Issue #4480, opened 2022-07-07
Deprecations: OCI Integration


arjav-desai:
With new OCI SDK integration approach, we have deprecated 

- our Gen 1/CDI extension OCI Objectstorage integration, in https://github.com/oracle/helidon/tree/master/integrations/cdi/oci-objectstorage-cdi
- our Gen 2/Native OCI integration, mainly in https://github.com/oracle/helidon/tree/master/integrations/oci

Tasks:

- [ ] remove the deprecated code
- [ ] make sure the deprecation is correctly documented in 2.x (since, forRemoval on @deprecated annotation, use @deprecated javadoc tag to link to the correct new implementation, or describe what to do if a simple replacement does not exist)
- [ ] validate documentation and examples are correct with regard to the deprecated element

PR #4502, opened 2022-07-10
OCI Integration Examples Update 2.x

arjav-desai:
Changes for #4480 in 2.x


examples/integrations/oci/atp-cdi/src/main/java/module-info.java
```diff
@@ -22,16 +22,19 @@
     requires java.naming;
     requires java.sql;
     requires java.ws.rs;
+
     requires jakarta.inject.api;
+    requires jakarta.enterprise.cdi.api;
```
ljnelson, line 27: This is the `helidon-2.x` branch, so I think all references to `jakarta.*` must be replaced with `javax.*` instead.

examples/integrations/oci/atp-reactive/pom.xml
```diff
@@ -60,8 +60,14 @@
             <artifactId>helidon-config-yaml</artifactId>
         </dependency>
         <dependency>
-            <groupId>io.helidon.integrations.oci</groupId>
-            <artifactId>helidon-integrations-oci-atp</artifactId>
+            <groupId>com.oracle.oci.sdk</groupId>
+            <artifactId>oci-java-sdk-database</artifactId>
+        </dependency>
+        <dependency>
+            <!-- required by SDK -->
```
ljnelson, line 67: I'm not sure this is right.  It should be pulled in transitively.  My guess is this is something added to make `jakarta.*` imports work; they shouldn't be here either (see above).

examples/integrations/oci/metrics-reactive/pom.xml
```diff
@@ -42,14 +42,20 @@
...
         <dependency>
             <groupId>io.helidon.config</groupId>
             <artifactId>helidon-config-yaml</artifactId>
         </dependency>
+        <dependency>
+            <groupId>com.oracle.oci.sdk</groupId>
+            <artifactId>oci-java-sdk-monitoring</artifactId>
+        </dependency>
+        <dependency>
+            <!-- required by SDK -->
```
ljnelson, line 54: Check this; see above

examples/integrations/oci/objectstorage-cdi/src/main/java/module-info.java
```diff
@@ -18,18 +18,21 @@
  * Example of integration with OCI object storage in a CDI application.
  */
 module io.helidon.examples.integrations.oci.objectstorage.cdi {
+    requires java.logging;
     requires java.ws.rs;
     requires java.json.bind;
+
     requires jakarta.inject.api;
+    requires jakarta.enterprise.cdi.api;
```
ljnelson, line 26: I admit that module names have changed during the torturous path toward Jakartafication but carefully check to see whether on the `helidon-2.x` line these shouldn't be `javax.xyz` rather than `jakarta.xyz`.  The important thing, I think, is that whichever modules they are, they have `javax.*` packages, not `jakarta.*` packages.

examples/integrations/oci/objectstorage-reactive/pom.xml
```diff
@@ -43,16 +43,18 @@
...
         <dependency>
-            <groupId>io.helidon.integrations.oci</groupId>
-            <artifactId>helidon-integrations-oci-objectstorage-health</artifactId>
+            <groupId>com.oracle.oci.sdk</groupId>
+            <artifactId>oci-java-sdk-objectstorage</artifactId>
         </dependency>
         <dependency>
-            <groupId>io.helidon.config</groupId>
-            <artifactId>helidon-config-yaml</artifactId>
+            <!-- required by SDK -->
```
ljnelson, line 54: Check this; see above

ljnelson (changes requested):

examples/integrations/oci/objectstorage-cdi/src/main/java/module-info.java
arjav-desai: Have removed it.

examples/integrations/oci/objectstorage-reactive/pom.xml
arjav-desai: Addressed comment on atp-reactive/pom.xml above

examples/integrations/oci/metrics-reactive/pom.xml
arjav-desai: Addressed comment on atp-reactive/pom.xml above

examples/integrations/oci/atp-cdi/src/main/java/module-info.java
arjav-desai: Have removed it.

examples/integrations/oci/atp-reactive/pom.xml
arjav-desai: As you said in another comment, jakarta.inject still have classes defined with javax.inject package name. OCI SDK required this to be available at runtime else it fails with `Caused by: java.lang.ClassNotFoundException: javax.inject.Singleton`

Since jakarta.inject is version managed in helidon's dependency pom, using it here. None of the test class is importing/using any jakarta.* classes.

ljnelson (approved):
LGTM

PR #4522, opened 2022-07-12
Adds slf4j-api as a transitive runtime dependency of the OCI shaded f…

ljnelson:
…ull jar in helidon-integrations-oci-sdk-cdi


ljnelson:
Because the OCI shaded full jar must be installed into the user's local Maven repository (cache) by hand, no transitive dependency information is available for it.  The OCI shaded full jar depends on `slf4j-api` so we need to make sure there's a `runtime`-scoped dependency for it.

arjav-desai (approved):
LGTM

PR #4530, opened 2022-07-13
Introduction and MP Introduction rework

m0mus:


.vscode/settings.json
```diff
@@ -0,0 +1,3 @@
+{
```
romain-grecourt, line 1: Perhaps this should be added to .gitignore

PR #4541, opened 2022-07-14
New config docs

tomas-langer:
Refactored config documentation:

    * move to docs/config
    * fixed wrong annotations
    * added section with all generated docs
    * use _ instead of . in file names (could not render menu)
    * sorted options

There is now a new section "Config reference" on same level as "Javadocs" - this section contains every single generated config documentation, so we can reference them from other configuration docs. This is needed due to a limitation of our current toolchain, where links can only lead to visible pages (pages in sitegen.yaml).


m0mus:
Why do we need another root menu "Config docs"? Configuration should be a part of the document it belongs to. Alos, we are trying to separate documentation of each flavor as much as possible.  Bringing another combined section works against it.

PR #5225, opened 2022-10-20
JAXRS doc updates for 3611

### LINKED ISSUE #3611: Add documentation that Helidon can invoke JAX-RS Application.getSingletons multiple times
## Environment Details
* Helidon Version: 2.x
* Helidon SE or Helidon MP MP
* JDK version:
* OS:

----------

## Problem Description
The JAX-RS `Application` class exposes the `getSingletons` method which returns instances of resources, providers, or features. Currently Helidon can invoke this method multiple times. The JAX-RS spec does not mention whether developers can expect multiple invocations or always at most one.

Our doc should make clear that developers should expect multiple invocations of the method. If they want to return the same instances on all calls, they should cache the values themselves.

ljamen:
fixes #3611
https://github.com/helidon-io/helidon/issues/3611

### DIFF
--- a/docs/mp/jaxrs/jaxrs-applications.adoc
+++ b/docs/mp/jaxrs/jaxrs-applications.adoc
@@ -25,8 +25,8 @@ include::{rootdir}/includes/mp.adoc[]
 
 == JAX-RS Applications
 
-NOTE: In this section we shall distinguish the notion of a JAX-RS `Application` subclass
-from a Helidon application. As we shall learn shortly, the latter may include zero or more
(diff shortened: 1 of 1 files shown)


tjquinno (approved):
Looks good.

It's possible that Helidon invokes the `Application` `getClasses` method (exposed like `getSingletons`) multiple times, although I'm not sure about that. Probably developers should not assume single invocations of either method. Not sure this warrants further changes so I'm approving this. Maybe Santiago would know for sure?

PR #5250, opened 2022-10-25
4269 openapi tools examples

### LINKED ISSUE #4269: OpenAPITool Helidon Examples
- [x] Server MP
- [x] Server SE
- [x] Client MP
- [x] Client SE

aserkes:
Helidon examples for OpenApi Tools

resolves #4269


examples/openapi-tools/quickstart-se/README.md
```diff
@@ -0,0 +1,352 @@
...
+    private static Routing createRouting(Config config) {
+
+        return Routing.builder()
+                      .register("/", new MessageService())
+                      .build();
+    }
+}
+```
+
+4) Create `resource` folder and put a `application.yaml` file inside.
```
tjquinno, line 252: Change to 

Create the directory `src/main/resources/`. Create `application.yaml` in that directory with the following content:

examples/openapi-tools/quickstart-se/README.md
```diff
@@ -0,0 +1,352 @@
...
+  port: 8081
+  host: localhost
+```
+
+To run the application :
+
+With JDK17+
+```bash
+mvn package
+java -jar target/openapi-se-client.jar
```
tjquinno, line 264: The build creates `openapi-java-client.jar` for me.

examples/openapi-tools/quickstart-se/README.md
```diff
@@ -0,0 +1,352 @@
...
+curl -X GET http://localhost:8081/greet
+{"message":"Lisa","greeting":"Hola"}
+
+curl -X GET http://localhost:8081/greet/Joe
+{"message":"Joe","greeting":"Hola"}
+```
+
+## Update applications
+
+To keep the server and the client up to date according to the OpenApi document, we can use the maven plugin.
```
tjquinno, line 281: Please add instructions showing how users can run the profile to run the plug-in to generate the code. Maybe something like the next line:

To run the generator during your build, invoke the profile: `mvn clean package -P openapi`

examples/openapi-tools/quickstart-se/README.md
```diff
@@ -0,0 +1,352 @@
...
+
+Add these lines to the `pom.xml` of our server :
```
tjquinno, line 283: This did not work for me without adding 

```
<version.openapi.generator.maven.plugin>6.2.1</version.openapi.generator.maven.plugin>
```
to the `<properties>` section.

examples/openapi-tools/quickstart-se/README.md
```diff
@@ -0,0 +1,352 @@
...
+                    </plugin>
+                </plugins>
+            </build>
+        </profile>
+    </profiles>
+```
+
+For the client application :
+1) Copy the OpenApi document `path-to-openapi-doc/quickstart.yaml` to the folder `resources` and rename it to `openapi.yaml`.
+2) Add these lines to the `pom.xml` of our client :
```
tjquinno, line 319: Same problem here with  `<version.openapi.generator.maven.plugin>6.2.1</version.openapi.generator.maven.plugin>`

examples/openapi-tools/quickstart-mp/README.md
```diff
@@ -0,0 +1,258 @@
...
+        defaultMessage.set(message);
+    }
+```
+4) Replace implementation of the method `public Message getDefaultMessage()` by this:
+```java
+        return defaultMessage.get();
+```
+5) Replace implementation of the method `public Message getMessage(@PathParam("name") String name)` by this:
+```java
+        defaultMessage.get().setMessage(name);
```
tjquinno, line 46: In both servers this code changes the name in the default greeting. This is different from what the normal QuickStart server does, which is to change the name only in the _returned_ greeting, not the default one used for later requests.

It will be less confusing if this app behaves the same way. I suggest that `getMessage` create its own local instance of `Message` based on the default one, then change the name of the local instance and return the local instance, leaving the default unchanged:

```
public void getMessage(ServerRequest request, ServerResponse response) {
        String name = request.path().param("name");
        Message msg = new Message();
        msg.setGreeting(defaultMessage.get().getGreeting());
        msg.setMessage(name);
        response.send(msg);
    }
```

examples/openapi-tools/quickstart-mp/README.md
```diff
@@ -0,0 +1,258 @@
...
+    private final AtomicReference<Message> defaultMessage = new AtomicReference<>();
+```
+3) Add default constructor to the class :
+```java
+    public MessageServiceImpl() {
+        Message message = new Message();
+        message.setMessage("World");
+        message.setGreeting("Hello");
+        defaultMessage.set(message);
+    }
```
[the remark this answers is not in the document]
aserkes: The described scenario works and I do not need to change anything because I used `@ApplicationScoped` for `MessageServiceImpl` class, but I have noticed that the method `public Message getMessage(@PathParam("name") String name)` does not work as expected so I am going to change it.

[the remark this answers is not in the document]
tjquinno: Oh, yes. I missed that step in the instructions.

I did not notice a problem with the `getMessage` method but I look forward to seeing your changes.

examples/openapi-tools/quickstart-se/README.md
```diff
@@ -0,0 +1,383 @@
+# Helidon OpenAPI Generator example for Helidon SE server and client
+
+The goal of this example is to show how a user can easily create a Helidon SE server or client from an OpenAPI document using OpenAPI Generator.  
+
+Here we will show the steps that a user has to do to create Helidon SE server and client using OpenAPI Generator and what has to be done to make the generated server and client fully functional.
+
+For generation of our projects we will use `openapi-generator-cli.jar` that can be downloaded form the maven repository (instructions and other options can be found [here](https://openapi-generator.tech/docs/installation)) and OpenAPI document `quickstart.yaml` that can be found next to this `README.md`.
```
tjquinno, line 7: "form" -> "from"

examples/openapi-tools/quickstart-se/README.md
```diff
@@ -0,0 +1,383 @@
...
+        <groupId>io.helidon.webserver</groupId>
+        <artifactId>helidon-webserver</artifactId>
+    </dependency>
+    <dependency>
+        <groupId>io.helidon.config</groupId>
+        <artifactId>helidon-config-yaml</artifactId>
+    </dependency>
+```
+
+2) Let's add a class `MessageService` that will use `MessageApi` and `ApiClient` to interact with the server :
```
tjquinno, line 129: We should either:

- add "to the `api` package" after "add a class `MessageService`", or
-  include the following line at the beginning of the code example: `package org.openapitools.client;` 

so it's clear where we want readers to add the file.

examples/openapi-tools/quickstart-se/README.md
```diff
@@ -0,0 +1,383 @@
...
+    }
+```
+4) Replace implementation of the method `public void getDefaultMessage(ServerRequest request, ServerResponse response)` by this:
+```java
+        response.send(defaultMessage.get());
+```
+5) Replace implementation of the method `public void getMessage(ServerRequest request, ServerResponse response)` by this:
+```java
+        String name = request.path().param("name");
+        defaultMessage.get().setMessage(name);
```
tjquinno, line 46: In my  comment in my previous review on the `quickstart-mp/README.md` I mentioned that _both_ servers had the same problem; they both changed the default greeting's name in the `getMessage` method which should not happen. 

I probably should have repeated that comment here at that time.

The latest changes to the PR fix the MP example but not the SE example here. This SE `getMessage` code still changes the default name.

tjquinno (changes requested):
Just a few more changes.

examples/openapi-tools/quickstart-se/se-server/src/main/java/org/openapitools/server/api/MessageServiceImpl.java
```diff
@@ -0,0 +1,69 @@
...
+        defaultMessage.set(message);
+    }
+
+    public void getDefaultMessage(ServerRequest request, ServerResponse response) {
+        response.send(defaultMessage.get());
+    }
+
+    public void getMessage(ServerRequest request, ServerResponse response) {
+        String name = request.path().param("name");
+        Message result = new Message();
```
tjquinno, line 51: Here you used the suggested fix I mentioned in my previous review, but I like the fix you did in the MP example better:

```
        Message result = new Message();
        return result.message(defaultMessage.get().getMessage()).greeting(name);
```
Just make sure that the instructions in the `README.md` and the code in this example file are the same.

tjquinno (changes requested):

examples/openapi-tools/quickstart-se/README.md
aserkes: Sorry, I forgot to update README.md

examples/openapi-tools/quickstart-se/se-server/src/main/java/org/openapitools/server/api/MessageServiceImpl.java
aserkes: Unfortunately, it is not possible because the class `Message` contains only standard getters and setters.

tjquinno: Good point! (Our generators should probably all share the same model template but are clearly not.)

tjquinno (approved):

▸ TASK GOAL
Please say how many lines in the records above contain the word "previous". Give the number alone.

▸ TASK SOLUTION
2